But here again, neither I nor Geach, nor hardly one in England, knew of the insidious foe that in a remote part of the world was preparing the way for the ruin of English leadmining. This was twofold: the great development of mining in Spain by English capitalists; and, more important still, the enormous amount of silver-mining in Nevada, United States, where the ore contained lead and silver combined, so that as the works extended large quantities of lead accumulated as a kind of waste product, and much of this was exported to Europe, and so lowered the price of lead that most of the British lead-mines became unprofitable. About 1870 the price of lead began to fall, and has continued to fall, as has silver, ever since. The result of all this was that by 1880 a large part of the money I had earned at the risk of health and life was irrecoverably lost.

While these continued misfortunes were in progress I was involved in two other annoyances, causing anxiety and worry for years, as well as a very large money loss. The first was with a dishonest builder, who contracted to build my house at Grays, and who was paid every month according to the proportion of the work done. One day, when the house was little more than half finished, he did not appear to pay his men, and as they would not continue to work without their money I paid them. He did not appear the next week, and sent no excuse, so the architect gave him notice that I should complete the building myself, and that, according to the agreement, he would be responsible for any cost beyond the contract price. After a few weeks he appeared, and wanted to go on, but that we declined. The house cost me somewhat

more than the contract price, and when it was finished I sent him word he could have his ladders, scaffold-poles, boards, etc., though, according to the agreement, they were to be my property on his failure to finish the building.

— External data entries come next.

PR #638, opened 2026-09-08
Read the day/night profile from whichever field the camera actually uses

### LINKED ISSUE #605: 0.9.84 regression: illuminator control writes inactive profile on cameras in 'General' profile mode (Config[0]=2)
## Regression in 0.9.84: white-light control broken on cameras using the "General" profile (Config[0]=2)

Since updating 0.9.83 → 0.9.85, turning on the illuminator entity no longer physically lights the camera's white light, while HA shows the entity as `on`. Bisected to the profile-detection change from #582 ("Fixed day/night profile control on dual illuminator cameras").

**Camera:** EmpireTech (Dahua OEM) IP camera, profile management set to **General** (single profile for all conditions).

**What the camera reports:**
```
table.VideoInMode[0].Config[0]=2      # active profile: 2 = General
table.VideoInMode[0].ConfigEx=Day     # echoes day/night, does NOT select the profile on this camera
```

**What happens:** since #582, `_profile_mode` is derived from `ConfigEx` whenever it's present ("Day" → `"0"`). All lighting reads/writes then target `Lighting_V2[0][0][0]` (the Day profile), while the camera renders from profile **2** — so commands are accepted, the entity state reads back "on" from the inactive profile, and the physical light never fires.

**Verification:** writing `Lighting_V2[0][2][0].Mode=Manual` directly via the CGI API lights the lamp instantly (night snapshot mean brightness 54.6 → 93.8), while the integration's writes to profile 0 do nothing. On 0.9.83 (pre-#582, `Config[0]`-based) the same camera worked.

**Suggested fix** (running locally, restores correct behaviour end-to-end on this camera):

```python
config_ex = mode_data.get("table.VideoInMode[0].ConfigEx")
config0 = mode_data.get("table.VideoInMode[0].Config[0]", "")
if config0 == "2":
    # "General" profile management: profile 2 is active in all conditions and
    # ConfigEx merely echoes day/night without selecting the profile.
    self._supports_config_ex = False
    self._profile_mode = "2"
elif config_ex is not None:
    self._supports_config_ex = True
    self._profile_mode = "1" if str(config_ex).lower() == "night" else "0"
else:
    self._supports_config_ex = False
    self._profile_mode = config0 or "0"
```

i.e. only prefer `ConfigEx` when `Config[0]` doesn't indicate General mode — which should keep the #582 dual-illuminator behaviour intact (those cameras report a static `Config` list of `[0,1]`, not `2`).

Happy to test a fix build against this camera.

zios0007:
Fixes #605, and restores the read half of #582 without reintroducing it.

The day/night profile selects which `Lighting[channel][profile]` the light is read from and written to. Get it wrong and the command is accepted, the entity reads back "on" from the inactive profile, and the lamp never fires.

Two camera families disagree about which field is authoritative, so this has now been broken in both directions:

| | what the camera reports | what went wrong |
|---|---|---|
| **#582** IL series dual smart light | `ConfigEx` selects the profile; `Config[0]` stays a static `0` | reading `Config[0]` left the illuminator permanently tracking day |
| **#605** General profile management | `Config[0]=2`, one profile for all conditions; `ConfigEx` echoes day/night but selects nothing | preferring `ConfigEx` sent every write to profile 0 while the camera rendered from 2 |

#582 fixed the first by preferring `ConfigEx`. #605 was fixed by reverting it in 0.9.86 — which put #582's cameras back where they started. Neither field is right on its own.

### The change

Order them rather than choose between them:

1. `Config[0] == "2"` → profile **2**. General mode, and `ConfigEx` is noise here.
2. Otherwise `ConfigEx`, **if it names a profile we recognise** → day or night.
3. Otherwise `Config[0]`.

An unrecognised `ConfigEx` now defers to `Config[0]` instead of being read as day. Overriding a `Config[0]` that is probably right, for a string we can't interpret, is the worse of the two guesses — and it's a case my own first version got wrong.

### The per-channel read is kept, deliberately

`VideoInMode` is host-wide and returns a row per channel. The fix as suggested in #605 reads `VideoInMode[0]` directly, which would give every channel of an NVR channel one's profile — the bug fixed in #619.

That matters here because **`ConfigEx` is per-channel too**. Measured on a DHI-NVR5464-16P-EI:

```
Config[0] per channel:  {0:'0', 1:'0', ... 9:'2', 11:'0'}   <- one channel in General mode
ConfigEx  per channel:  {1:'Day', 11:'Day'}                  <- only two channels report it at all
```

Both cases on one recorder, and reading row 0 would have misread nine of the ten channels.

### Not included

`async_set_video_profile_mode` still writes `Config[0]` only, so the *other* half of #582 — forcing a profile on an IL camera so it holds — remains reverted. That's a user-invoked service rather than the polling path, and I have neither camera family to test a write against. Worth its own change by someone who does.

Note also that on a General-mode camera the service will write `Config[0]=0` or `1`, taking the camera out of General mode. That is pre-existing rather than new, but it is now visible.

### Which reintroduced bug fails which test

| mutation | tests that fail |
|---|---|
| `Config[0]` only (what main does today) | IL series takes the profile from `ConfigEx`; `ConfigEx` is read from this channel's row |
| prefer `ConfigEx` always (the 0.9.84 regression) | General profile management uses profile 2; General mode is detected from its own row |
| read `VideoInMode[0]` (as suggested in the issue) | all four channel-row tests, including the measured-NVR one |
| unrecognised `ConfigEx` means day | an unrecognised `ConfigEx` defers to `Config[0]` |

@mattmcd1 you offered to test a build against your camera — that would be worth doing before this merges, since your General-mode camera is the one I can't reproduce. @Trexano99 likewise for the IL series, if you're still around.

### DIFF
--- a/custom_components/dahua/__init__.py
+++ b/custom_components/dahua/__init__.py
@@ -1398,18 +1398,47 @@ class DahuaDataUpdateCoordinator(DataUpdateCoordinator):
     def read_profile_mode(self, mode_data: dict) -> str:
         """Picks this channel's day/night profile out of the VideoInMode table.
 
-        The read is host-wide -- getConfig&name=VideoInMode returns a row per
-        channel -- so an NVR channel has to take its own row. Reading row 0 for
-        every channel gave the whole device channel 1's day/night profile, and
-        that profile is then what selects which Lighting[channel][profile] the
-        IR light is read from and written to.
+        The profile chooses which Lighting[channel][profile] the light is read
+        from and written to, so getting it wrong means commands are accepted and
+        nothing lights up.
 
-        Falls back to row 0, which is all a single-channel camera returns.
+        Three device behaviours have to coexist here, and two of them disagree
+        about which field is authoritative:
+
+        - **General profile management** (`Config[0]` = 2). One profile covers
+          all conditions and it is profile 2. `ConfigEx` is still present and
+          still echoes day/night, but it selects nothing -- preferring it sent
+          every write to the day profile while the camera rendered from 2 (#605).
+        - **IL series dual smart light.** The profile is chosen by the `ConfigEx`
+          string; `Config[0]` stays a static 0 whichever profile is live, so
+          reading it left the illuminator permanently tracking day (#582).
+        - **Everything else.** `Config[0]` is the profile.
+
+        The read is host-wide -- getConfig&name=VideoInMode returns a row per
+        channel -- so an NVR channel has to take its own row, falling back to
+        row 0, which is all a single-channel camera returns.
         """
-        mode = mode_data.get("table.VideoInMode[{0}].Config[0]".format(self._channel))
-        if mode is None:
-            mode = mode_data.get("table.VideoInMode[0].Config[0]", "0")
-        return mode or "0"
+        def field(name):
+            value = mode_data.get("table.VideoInMode[{0}].{1}".format(self._channel, name))
+            if value is None:
+                value = mode_data.get("table.VideoInMode[0].{0}".format(name))
+            return value
+
+        config = field("Config[0]")
+        config_ex = field("ConfigEx")
+
+        if config == "2":
+            return "2"
+        if config_ex is not None:
+            # Only act on a value we recognise. Treating anything else as day
+            # would override a Config[0] that is very likely right, for a
+            # string we do not understand.
+            named = str(config_ex).strip().lower()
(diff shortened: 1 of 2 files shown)


Trexano99:
Hi @rroller, i am sry for the introduced regression.
I hope i will be able to test it in the next days. 
I will update you once done.
Thx in advance! 😊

I soon found, however, that he had not paid for a large portion of the materials, and bills kept coming in for months afterwards for bricks, timber, stone, iron-work, etc., etc. The merchants who had trusted him found that he had no effects whatever, as he lived as a lodger with his father; and from all I heard, was accustomed to take contracts in different places round London, and by not paying for any materials that he could get on credit, make a handsome profit. But the height of his impudence was to come. About five years after the house was finished, I received a demand through a lawyer for (I think) between £800 and £900 damages for not allowing this man to finish the house! I wrote, refusing to pay a penny. Then came a notice of an action at law; and I was obliged to put it in a lawyer's hands. All the usual preliminaries of interrogatories, affidavits, statements of claim, replies, objections, etc., etc., were gone through, and on every point argued we were successful, with costs, which we never got. The case was lengthened out for two or three years, and then ceased, the result being that I had to pay about £100 law costs for what was merely an attempt to extort money. That was my experience of English law, which leaves the honest man in the power of the dishonest one, mulcts the former in heavy expenses, and is thus the very antithesis of justice.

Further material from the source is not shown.